▶ _Task objective_: The expected answer is the set of lines in the data below between the line holding "This also moves" and the line holding "This seems more", inclusive, written out exactly.

▶ _Data_:
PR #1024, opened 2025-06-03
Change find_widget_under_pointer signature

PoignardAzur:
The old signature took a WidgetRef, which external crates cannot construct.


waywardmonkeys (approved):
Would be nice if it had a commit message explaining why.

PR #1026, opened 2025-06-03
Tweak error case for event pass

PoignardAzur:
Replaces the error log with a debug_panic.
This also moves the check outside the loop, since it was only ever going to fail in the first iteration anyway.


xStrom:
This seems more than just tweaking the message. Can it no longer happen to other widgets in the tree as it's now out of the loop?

==

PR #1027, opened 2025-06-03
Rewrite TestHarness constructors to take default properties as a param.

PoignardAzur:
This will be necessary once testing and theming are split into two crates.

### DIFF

▶ _Result of this exercise_:
This also moves the check outside the loop, since it was only ever going to fail in the first iteration anyway.


xStrom:
This seems more than just tweaking the message. Can it no longer happen to other widgets in the tree as it's now out of the loop?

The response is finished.